For a given collection of cell states of interest, we first defined regions of interest in every single slide as the collection of spots where the inferred abundance of the cell type from which the cell state was derived was at least 10%. These regions limit the target spots used in the MISTy model, however the whole slide is used to spatially contextualise the predictors. We used as predictors the abundances of cell types estimated with cell2location or cell states scores. To account only for the effects of the activation of a cell state, the state scores of predictor cell states were masked to 0 whenever their score was lower than 0. In all models we included two classes of spatially contextualized predictive views: an intrinsic (intra) and a local neighbourhood view (para, effective radius = 5).

Specifically we fitted the following models to answer four questions:

1. (1)

   What are the main cell types whose abundance within a spot or in the local neighbourhood predict the stressed vCM3?

   vCM3 ~ intra(cell-type abundance) + para(cell-type abundance)

2. (2)

   What are the main cell types whose abundance within a spot or in the local neighbourhood predict the endothelial subtypes?
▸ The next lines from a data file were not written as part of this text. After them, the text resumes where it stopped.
PR #1253, opened 2026-05-16
feat(ui): empty-state + skeleton primitives (PR 1 of 3)

laboef1900:
## Summary

Builds the foundation for the empty/loading/error-state consistency sweep:

- **Rebuilds `<EmptyState>`** with the hybrid canonical-card chrome from the design spec. Variants: `empty` / `error` / `not-configured`. No action slot (purely informational; retry / settings actions belong in the parent pane's header). The previous `EmptyState` export had 0 callers, so the rewrite is a clean break.
- **Adds five skeleton primitives** at `frontend/src/shared/components/feedback/skeleton.tsx`: `SkeletonText`, `SkeletonKpi`, `SkeletonTableRow`, `SkeletonChart`, `SkeletonList`. Each matches the shape of the eventual content. None wraps itself in card chrome — callers do that, so there's no shape jump when data arrives.
- **Demo migration on the webhooks page** (`frontend/src/features/core/pages/webhooks.tsx`) exercising both `<EmptyState>` and `<SkeletonText>` in a real page.
- **CLAUDE.md** now points future agents at the new primitives and the design spec.

## Out of scope (deliberate)

- The ~17 ad-hoc empty-state and ~25 ad-hoc loading-state call sites scattered across the app. They migrate in **PR 2** (high-traffic pages) and **PR 3** (long-tail + legacy cleanup).
- The existing `LoadingSkeleton` and `SkeletonCard` in `loading-skeleton.tsx` are untouched here — 73 active callers. They retire in PR 3.
- One **pre-existing UX bug** surfaced during review on `webhooks.tsx`: when a user filters webhooks to "Enabled" or "Disabled" with no matches, the empty state currently reads "No webhooks configured yet — Create a webhook…", which is misleading. The condition (`filteredWebhooks.length === 0`) is the same as before; this PR only swaps the visual. Distinguishing data-empty from filter-empty stays as a follow-up.

## Design spec & plan

- Spec: `docs/superpowers/specs/2026-05-16-empty-loading-states-design.md`
- Plan: `docs/superpowers/plans/2026-05-16-empty-loading-states-pr1-primitives.md`

## Test plan

- [x] `npx vitest run src/shared/components/feedback/` — 32 unit tests pass (9 EmptyState + 23 skeleton primitives)
- [x] `npx vitest run src/features/core/pages/webhooks.test.tsx` — 3/3 pass
- [x] Full frontend suite — 1911/1911 pass
- [x] `npx tsc --noEmit` — clean
- [x] `npm run lint` — clean
- [ ] Visual smoke on `/webhooks` — please verify the empty state renders with iconchip + canonical chrome, and the loading state shows 3 text bars; no layout shift when data arrives.

### DIFF
--- a/.gitignore
+++ b/.gitignore
@@ -71,3 +71,4 @@ frontend/vite.config.d.ts
 # Screenshots dropped at the repo root — developer scratch, not assets.
 # `/` anchors to repo root only, leaving frontend/public/*.png tracked.
 /*.png
+.superpowers/
--- a/CLAUDE.md
+++ b/CLAUDE.md
@@ -55,6 +55,8 @@ Premium glassmorphic dashboard: bento grids, backdrop blur cards, staggered anim
 
 **Status colors:** Green=healthy, Yellow=warning, Orange=critical, Red=error, Blue=info, Gray=inactive, Purple=AI insight.
 
+**Empty / loading / error states:** Use `<EmptyState>` (variants: `empty` / `error` / `not-configured`) and the skeleton primitives (`SkeletonText`, `SkeletonKpi`, `SkeletonTableRow`, `SkeletonChart`, `SkeletonList`) in `frontend/src/shared/components/feedback/`. Skeletons live inside the caller's pane chrome — they do not wrap themselves in cards. `EmptyState` is purely informational; render any retry / settings action in the parent pane's header. See `@docs/superpowers/specs/2026-05-16-empty-loading-states-design.md` for the full rationale.
+
 For detailed specs (animation durations, easing curves, glass override patterns, layout patterns), see `@docs/ai-instructions/ui-design-system.md`.
 
 ## Testing & Mocks
--- a/docs/superpowers/plans/2026-05-16-empty-loading-states-pr1-primitives.md
+++ b/docs/superpowers/plans/2026-05-16-empty-loading-states-pr1-primitives.md
@@ -1,0 +1,957 @@
+# Empty / Loading / Error States — PR 1: Primitives Implementation Plan
+
+> **For agentic workers:** REQUIRED SUB-SKILL: Use superpowers:subagent-driven-development (recommended) or superpowers:executing-plans to implement this plan task-by-task. Steps use checkbox (`- [ ]`) syntax for tracking.
+
+**Goal:** Build the `<EmptyState>` component (variants: empty / error / not-configured) and five skeleton primitives that match content shape, so subsequent PRs can migrate the ~17 ad-hoc empty-state and ~25 ad-hoc loading-state call sites to a single canonical set.
+
+**Architecture:** Replace the dead-export `EmptyState` at `frontend/src/shared/components/feedback/empty-state.tsx` with the new hybrid-chrome design from the spec. Add a sibling `frontend/src/shared/components/feedback/skeleton.tsx` module exporting `SkeletonText`, `SkeletonKpi`, `SkeletonTableRow`, `SkeletonChart`, `SkeletonList`. Leave the existing `LoadingSkeleton` and `SkeletonCard` in `loading-skeleton.tsx` untouched — they have 73 active call sites and get retired in PR 3. Validate end-to-end by migrating one low-traffic page (`webhooks.tsx`) as a demo, which exercises both the empty state and a loading skeleton.
+
+**Tech Stack:** React 19, TypeScript strict, Vite, Tailwind v4 (custom theme via CSS vars), Vitest + jsdom + `@testing-library/react`, `lucide-react` for icons, existing `cn` util at `@/shared/lib/utils`, existing `SpotlightCard` at `@/shared/components/data-display/spotlight-card`.
+
+**Spec:** `docs/superpowers/specs/2026-05-16-empty-loading-states-design.md`
+
+**Scope:** PR 1 only. Migrations of other call sites (high-traffic in PR 2, long-tail in PR 3) are out of scope here.
+
+---
+
+## File Structure
+
+| File | Action | Responsibility |
+|---|---|---|
+| `frontend/src/shared/components/feedback/empty-state.tsx` | **Replace** | Single `<EmptyState>` component, three variants (empty / error / not-configured), no action slot, canonical card chrome with iconchip. |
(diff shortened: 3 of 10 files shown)


laboef1900:
## Code Review

### Overview

PR 1 of 3 in the empty/loading/error-state consistency sweep. Lands the shared primitives that the next two PRs will migrate ad-hoc call sites onto.

**Net change:** 9 files, +1580/-51. Two new components in `shared/components/feedback/`, one demo migration, design spec + plan docs, and a one-line CLAUDE.md pointer.

**CI:** 13/13 checks green, E2E skipped (path-based, not a regression). Mergeable.

### Strengths

- **Tightly scoped.** Resists the pull to migrate more pages while primitives are still in motion. PR boundaries match the design spec and the PR description is explicit about what's deferred.
- **Self-contained primitives.** `EmptyState` is a leaf component with a tiny prop surface (`variant`, `icon`, `title`, optional `description`/`className`) and no action slot — the design decision to push retry/settings UI to the parent pane keeps each empty state composable without a growing prop matrix. Skeleton primitives deliberately do NOT include card chrome; the caller wraps. This is the right factoring — guarantees no shape jump when data arrives and avoids double-bordering.
- **Accessibility done correctly.** Title is `<h3>` (announces as a heading). Every skeleton primitive carries `role="status" aria-label="Loading"` on the outer wrapper with a sibling `<span class="sr-only">Loading…</span>` for redundant text. `SkeletonTableRow` deliberately omits `role="status"` since it lives inside a `<tbody>` — repeating "Loading" per row would be noise.
- **Test coverage proportional to risk.** 32 unit tests for two leaf components, exercising default + variant + className passthrough + status role. No over-testing of internal DOM structure (`data-testid="empty-state-card"` rather than `.spotlight-card > div` selectors).

### Findings

#### Info

- **`webhooks.tsx` filter-vs-data empty-state copy** — `filteredWebhooks.length === 0` shows "No webhooks configured yet — Create a webhook…" whether the dataset is truly empty or just filtered to zero. This is a **pre-existing bug** (same condition, same copy intent as the prior dashed-border block); PR 1 only swaps the visual chrome. Worth fixing in PR 2 or as a follow-up — branch on `webhooksQuery.data?.length === 0` for the "configure first" copy, and inline a lighter "No matches for this filter" for the filter-empty case. Noted in the PR description.
- **Skeleton sr-only text "Loading…" (U+2026 ellipsis) differs from legacy `loading-skeleton.tsx`'s "Loading..." (three ASCII periods).** The mismatch is intentional within PR 1's scope — the legacy file has 73 callers and retires in PR 3. Worth normalizing during PR 3.
- **`SkeletonList` row markup includes a circular avatar** (`h-8 w-8 rounded-full`) which is the right shape for log/user lists but visually misleading for content without leading icons. The webhooks page migration switched to `SkeletonText` for exactly this reason; PR 2/3 reviewers should pick the primitive that matches the eventual row shape, not default to `SkeletonList` everywhere.

#### Minor

- **`bg-muted/40` vs `bg-muted/50` divergence.** New skeletons use `bg-muted/40` (slightly softer); the legacy `LoadingSkeleton` uses `bg-muted` with a shimmer overlay. Both will coexist until PR 3 retires the legacy. Document the chosen value in the spec or pick one in PR 3.
- **`EmptyState` description has a `max-w-sm` constraint** (line 42) which is sensible for centered states but quietly limits how wide the text can grow on large screens. Acceptable default; surface as a flag for any unusually long descriptive copy callers add in PR 2.

### Code Correctness, Security, Performance

- **No security implications.** Pure presentational components, no user data flows changed, no API touched. Strip-sensitive-metadata rules N/A.
- **No performance concerns.** `Array.from({ length: lines }).map(...)` runs at most ~10 iterations in any real call. Static class strings avoid Tailwind purge issues. No effects, no event handlers, no refs.
- **Type-safe.** `EmptyStateVariant` is an exhaustive union; `iconTintByVariant` is `Record<EmptyStateVariant, string>` so adding a variant without updating the map is a compile error.

### Project conventions

- ✓ Tests live alongside components (`*.test.tsx`)
- ✓ Path alias `@/shared/...` used consistently
- ✓ `cn` from `@/shared/lib/utils` for class merging
- ✓ Lucide icon name collision resolved via `Webhook as WebhookIcon` (matches `Users as UsersIcon` pattern elsewhere)
- ✓ No `--no-verify` flags, no `.env` or credentials touched
- ✓ Branch model respected (`feature/ui-empty-loading-primitives → dev`)
- ✓ CLAUDE.md updated with a pointer to the new primitives + spec

### Recommendation

Approved with informational findings. The Info items are deliberate scope deferrals documented in the PR description, not defects.

laboef1900:
## Re-Review (commit `d5c644b2`)

### What changed

- `webhooks.tsx`: split the empty branch. `<EmptyState>` now renders only when the *dataset* is empty (`webhooksQuery.data?.length === 0`). When data exists but the filter matches nothing, an inline `<p>` caption ("No webhooks match the current filter.") replaces it — communicates that the absence is filter-driven, not configuration-driven.
- `webhooks.test.tsx`: refactored the static `useWebhooks` mock into a hoisted `vi.fn()` so per-test overrides work. Added a regression test that mocks `data: []` and asserts on the EmptyState `data-testid` plus the absence of the filter caption.

### Verification

- Local: 1912 frontend tests pass (was 1911 — one new test added). `tsc --noEmit` clean. `npm run lint` clean.
- A filter-empty *interaction* test was considered but dropped — driving the Radix-based `ThemedSelect` from a unit test is brittle and high-cost for one assertion. The branch's correctness is self-evident from a six-line conditional, and the test that does exist guards the more important regression (truly-empty data path).

### Findings status

- **#1 Filter-vs-data empty distinction** — fixed (this commit).
- **#2 `Loading…` ellipsis mismatch with legacy `loading-skeleton.tsx`** — out of PR 1 scope. Legacy file is touched in PR 3 with its 73 callers; normalize there.
- **#3 SkeletonList avatar shape** — not a defect; was a usage note for PR 2/3 reviewers. Already applied (this PR uses SkeletonText for webhooks).
- **#4 `bg-muted/40` vs `bg-muted/50` divergence** — out of PR 1 scope. PR 3 concern.
- **#5 `max-w-sm` description width** — marked acceptable in the original review.

### Recommendation

Approved. All in-scope findings are resolved; deferred items are properly demarcated for PR 3.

How do the different subtypes relate to each other?

   ECsubtypes ~ intra(ECsubtypes) + para(ECsubtypes) + intra(cell-type abundance) + para(cell-type abundance)

3. (3)

   What are the myeloid cell states within a spot or in the local neighbourhood that better predict fibroblasts cell states? How do fibroblasts cell states relate to each other?

   FibroblastStates ~ intra(FibroblastStates) + para(FibroblastStates) + intra(MyeloidStates) + para(MyeloidStates)

4. (4)

   What are the main cell types whose abundance within a spot or in the local neighbourhood predict the myeloid cell states? How do the different states relate to each other?
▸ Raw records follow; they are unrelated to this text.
Issue #1298, opened 2026-05-27
Feature: Health & Monitoring — "Mark as false positive" feedback loop


laboef1900:
Child of epic #1291.

## Problem Statement

The system has no way to learn from operator feedback today. When an operator sees a clearly-false anomaly, they can dismiss it locally but the dismissal isn't recorded, isn't attributed, and doesn't inform future tuning. The feedback gap also blocks evidence-based decisions about which detectors are misfiring.

Corresponds to fix 10 / PR E in epic #1291.

## Proposed Solution

Add a "Mark as false positive" action on each `CorrelatedAnomalyCard`. Record the feedback in a new `anomaly_feedback` table. Surface the **per-detector false-positive rate** as a small badge in the Settings panel (or in the existing Health & Monitoring header), so operators can see whether their feedback is moving the needle.

### Files touched

| File | Change |
|---|---|
| `frontend/src/features/ai-intelligence/pages/ai-monitor.tsx` (`CorrelatedAnomalyCard`) | Add a "Mark as false positive" button next to the existing action affordances. Optimistic update on click. |
| `packages/ai-intelligence/src/routes/monitoring.ts` | New `POST /api/monitoring/anomaly-feedback` (records a feedback row); new `GET /api/monitoring/anomaly-feedback/rates` (returns per-detector false-positive rate). Both `fastify.authenticate`-gated. |
| DB migration | New `anomaly_feedback` table — see schema below. |

### `anomaly_feedback` table

| Column | Type | Notes |
|---|---|---|
| `id` | `serial` PK | |
| `anomaly_id` | foreign key into anomalies | indexed |
| `user_id` | foreign key into users | indexed |
| `disposition` | text enum (`false-positive` for now; future values reserved: `true-positive`, `unsure`) | |
| `created_at` | timestamptz | default `now()` |
| | | UNIQUE `(anomaly_id, user_id)` — see "Multi-user feedback semantics" below |

### Multi-user feedback semantics

A real design question: should multiple users be able to file feedback on the **same** anomaly?

**Recommendation:** yes — one feedback row per `(anomaly_id, user_id)` pair (enforced by the unique index). Resubmitting your own feedback is idempotent (the same row updated, or a no-op insert with `ON CONFLICT DO NOTHING` and the existing `created_at` preserved). Multiple users may legitimately disagree about whether an anomaly was real, and the rate calculation needs the per-user signal anyway.

Document this in the migration comment so it doesn't drift.

[...]

Issue #1291, opened 2026-05-27
Epic: Reduce ML-Detected Anomaly false positives on Health & Monitoring


laboef1900:
> **Epic.** This issue tracks the cross-component work to reduce false-positive rates on the Health & Monitoring page. The original spec listed 10 fixes; per the repo's "one concern per issue" guidance and the project's `epic` label convention, the work has been split into 5 children listed below. Each child is independently shippable. Close this epic when all five are closed.

## Children

| Order | Issue | Scope | Status |
|---|---|---|---|
| 1 | #1294 | **Runtime audit + config-default adjustments** (fixes 1, 4, 5, 7, 8) — fastest noise reduction; the audit informs the ordering of the rest. | open |
| 2 | #1295 | **CV variance scaling + hour-of-day baseline** (fixes 2 + 3) — largest single algorithmic win. | open |
| 3 | #1296 | **Correlated suppression** (fix 6) — collapse co-occurring p95 + error-rate spikes into one record. | open |
| 4 | #1297 | **Sensitivity preset UI + per-user persistence** (fix 9) — Low / Default / High control in Health & Monitoring. | open |
| 5 | #1298 | **False-positive feedback loop + table** (fix 10) — "Mark as false positive" action + per-detector rate badge. | open |

Suggested order matches the order above. The runtime audit in #1294 may surface a reason to swap #1295's internal trace-vs-metric ordering, but the epic-level sequence (children 1 → 5) should not change without a comment here explaining why.

## Problem Statement

The dashboard's Health & Monitoring page surfaces ML-Detected Anomalies that fire **too aggressively** in practice — operators report a high false-positive rate, which trains them to ignore the panel and erodes trust in the AI intelligence layer. The detector is **observer-first and read-only**, so the consequence is not bad actions taken — it's signal fatigue: real incidents get lost in the noise.

Concrete pain points observed today:

- Stable services with a 4-5% baseline error rate alternate between "anomalous" and "fine" because the trace detector applies a **z-score of 2.5** (stricter than the metric detector's 3.5) layered on top of a hard **5% error-rate floor** with no variance scaling.
- Containers with daily traffic cycles (e.g. nightly batch jobs, morning ramp) trip anomalies during the ramp because the metric detector only looks at a **20-sample moving window** with no seasonality / hour-of-day baseline.
[...]

Issue #1236, opened 2026-05-14
Feature: Latency and error-rate anomaly detection driven by trace data


laboef1900:
## Problem Statement

`packages/ai-intelligence/src/services/monitoring-service.ts` only consumes container-level metrics (CPU, memory, network IO). It cannot detect a slow downstream database or a spike in 5xx responses because that signal never reaches it. Beyla now provides authoritative per-route latency and status — feeding it to the detector closes the most common production failure mode (latency before resource saturation).

## Proposed Solution

Extend the existing adaptive-anomaly + isolation-forest pipeline with two new metric families sourced from spans:

| Series | Aggregation | Trigger |
|---|---|---|
| `span.latency.p95` | per (service, route, 1m) | adaptive z-score on rolling 24h baseline |
| `span.error_rate` | per (service, 1m) | adaptive z-score + absolute threshold (>5%) |

New anomalies emitted with `metricType: 'latency_p95'` or `metricType: 'error_rate'` so the existing UI/predictive-alert plumbing picks them up unchanged.

## Use Cases

1. **Postgres slowed down** — CPU is fine, but every API call's p95 jumped from 20ms to 800ms. Detector fires within 2 minutes.
2. **Bad deploy** — Error rate goes from 0.1% to 4% on one route. Detector fires; the alert links to the affected trace.
3. **Cross-service correlation** — Anomalies tagged with the source container's `container.id` so the existing dashboard can render them alongside metric anomalies on the same timeline.

## Acceptance Criteria

- [ ] New `packages/ai-intelligence/src/services/trace-anomaly.ts` module pulling from the RED endpoint (#TBD) or directly from `spans`.
- [ ] Monitoring service wires the new series into its existing cycle (`monitoring-service.ts:Starting monitoring cycle`).
- [ ] Anomalies populate the same predictive-alerts table; UI requires no change.
- [ ] Configurable thresholds via env: `TRACE_ANOMALY_P95_ZSCORE` (default 2.5), `TRACE_ANOMALY_ERROR_RATE_PCT` (default 5).
- [ ] Test: seed spans → run detector → assert anomaly written with correct attributes.

## Technical Considerations

- Architecture: reuses `adaptive-anomaly` and `isolation-forest-detector` modules already shipped.
- Dependencies: requires RED endpoint (#TBD) or equivalent SQL query.
- Storage: writes to the existing anomaly table, no schema change.
[...]

PR #1303, opened 2026-05-27
feat(anomaly): raise z-score / window / contamination defaults + audit + rate limit

### LINKED ISSUE #1294: Feature: Anomaly detection — runtime audit + config-default adjustments
Child of epic #1291.

## Problem Statement

Five of the ten anomaly-tuning fixes in epic #1291 are mechanical config / small-code changes that should ship first to give operators the fastest noise reduction. This issue bundles them with the runtime audit that orders the subsequent algorithmic children.

In scope (corresponds to PR A in #1291):

- **Runtime audit** — identify which detector currently dominates false-positive volume so the algorithmic children (#1291-B/C/D/E) ship in the order that reduces noise fastest.
- **Fix 1** — raise `TRACES_ANOMALY_P95_ZSCORE` default from `2.5` → `3.0`.
- **Fix 4** — raise `ANOMALY_MOVING_AVERAGE_WINDOW` default from `20` → `60`.
- **Fix 5** — lower `ISOLATION_FOREST_CONTAMINATION` default from `0.15` → `0.05`.
- **Fix 7** — per-service rate limit (max 1 new anomaly per service per 5 min) layered on top of the existing 10-min per-key cooldown.
- **Fix 8** — minimum baseline sample count on the trace detector, mirroring `ANOMALY_MIN_SAMPLES`.

### Runtime audit (do this first)

Commit a SQL query or short Node script (`scripts/audit-anomaly-detectors.ts` or a documented psql snippet) that:

1. Groups anomalies from the last 7-14 days by detector source and severity.
2. Estimates the false-positive share per detector using whichever proxy actually exists in the schema:
   - Anomalies dismissed / acknowledged with a `false-positive` disposition, if a disposition column already exists.
   - Anomalies acknowledged but with no follow-up remediation action recorded.
   - Anomalies that resolved themselves within the cooldown window without any human action.
3. Outputs a results table:

   | Detector | Total anomalies (7d) | Estimated false-positive share | Suggested ordering for #1291-B…E |
   |---|---|---|---|

Commit the results table to a design note in `docs/superpowers/specs/` or `docs/ai-instructions/`. Use it to comment the suggested ordering back on the parent epic #1291 — the audit informs ordering of the other children, not their scope.

If the data is inconclusive (all three detectors roughly equal), default to the order documented in #1291.

### Code-level fixes

| # | Change | Files |
|---|---|---|
| 1 | `TRACES_ANOMALY_P95_ZSCORE` default `2.5` → `3.0` | `packages/core/src/config/env.schema.ts`, `.env.example`, `CLAUDE.md` |
| 4 | `ANOMALY_MOVING_AVERAGE_WINDOW` default `20` → `60` | `packages/core/src/config/env.schema.ts:85`, `.env.example`, `CLAUDE.md` |
| 5 | `ISOLATION_FOREST_CONTAMINATION` default `0.15` → `0.05` | `packages/core/src/config/env.schema.ts`, `.env.example`, `CLAUDE.md` |
| 7 | Per-service rate limit on top of per-key cooldown | `packages/ai-intelligence/src/services/trace-anomaly.ts` (cooldown logic near line 62) |
| 8 | Minimum baseline sample count enforced on trace path | `packages/ai-intelligence/src/services/trace-anomaly.ts` |

## Acceptance Criteria

- [ ] Runtime audit script / query checked in, with a results table committed in `docs/superpowers/specs/` or `docs/ai-instructions/`. A comment on parent epic #1291 records the resulting recommended ordering for children B-E.
- [ ] **Fix 1:** `TRACES_ANOMALY_P95_ZSCORE` default is `3.0` in `env.schema.ts`, `.env.example`, and `CLAUDE.md`.
- [ ] **Fix 4:** `ANOMALY_MOVING_AVERAGE_WINDOW` default is `60` in the same three files.
- [ ] **Fix 5:** `ISOLATION_FOREST_CONTAMINATION` default is `0.05` in the same three files. A regression test in `packages/ai-intelligence/src/services/isolation-forest-detector.test.ts` covers a realistic mixed-noise scenario: train on a **deterministic** seeded series of ~95% quiet samples (Gaussian noise σ=0.1 around a constant mean) plus ~5% outliers (the outliers seat the threshold above the noise floor, matching real production where bona fide anomalies exist), then evaluate on a fresh 1000-sample quiet-only series and assert ≤ 1% false-positive rate. The seed and series shape are documented in the test. _Note: an earlier version of this AC asked for ≤ 1% on a pure-noise series, but `IsolationForest.fit()` calibrates the threshold to the configured contamination percentile by construction — so on pure noise the FP rate floors at ~contamination. The mixed-noise reframe is the property we actually want to guard._
- [ ] **Fix 7:** Per-service rate limit (default: max 1 new anomaly per service per 5 min) layered on top of the existing 10-min per-key cooldown, with a burst-case test that fires 10 anomalies for the same service within 1 minute and asserts only the first is persisted.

MyeloidStates ~ intra(MyeloidStates) + para(MyeloidStates) + intra(cell-type abundance) + para(cell-type abundance)

Specific view importances were compared between patient groups as described previously with an R² filter of 0.1.

Cell–cell communication analysis

To estimate ligand–receptor interactions between the sub-populations of fibroblasts and myeloid cells, we extracted gene expression matrix from the integrated snRNA-seq and snATAC-seq data for each sample group (that is, myogenic, ischaemic and fibrotic) and combined the matrices from all sub-populations. We next used LIANA (v0.0.9)⁹⁰, a framework that compiles the results of state-of-the-art cell communication inference methods, to infer ligand–receptor interactions. We focused on the CellPhoneDB⁹¹ ligand–receptor method with Omnipath’s ligand–receptor database⁹² implemented in LIANA⁹⁰. This was done by combining snRNA-seq samples of myogenic, ischaemic and fibrotic groups and subsetting only the fibroblasts and myeloid cells sub-states. Next, we used CrossTalker (v1.3.1)⁹³ to find changes in cell–cell communication by contrasting ligand–receptor interactions predicted in myogenic vs. ischaemic samples and myogenic vs. fibrotic samples. The interactions considered by CrossTalkeR were obtained by filtering the output of LIANA⁹⁰ (P > 0.01).

Visualization, statistics, and reproducibility

In data represented as box plots (Figs. 2f, 4c,d,m,o, 5b and 6d,n) the middle line corresponds to the median, the lower and upper hinges describe the first and third quartiles, the upper whisker extends from the hinge to the largest value no further than 1.5 × inter-quartile range (IQR) from the hinge and the lower whisker extends from the hinge to the smallest value at most 1.5 × IQR of the hinge, and data beyond the end of the whiskers are outlying points that are plotted individually. In Figs. 4b and 5b,k, Colours refer to gene-weighted kernel density as estimated by using R package Nebulosa⁹⁴. All reported P-values based on multi-comparison tests were corrected using the Benjamini–Hochberg method⁹⁵. The depicted immunofluorescence micrographs are representative (Figs. 4c and 6n). The number of samples for each group was chosen on the basis of the expected levels of variation and consistency. The depicted RNAscope, immunofluorescence micrographs are representative and were performed at least twice, and all repeats were successful. Fig. 1a contains a panel from BioRender.com.

Reporting summary

Further information on research design is available in the Nature Research Reporting Summary linked to this article.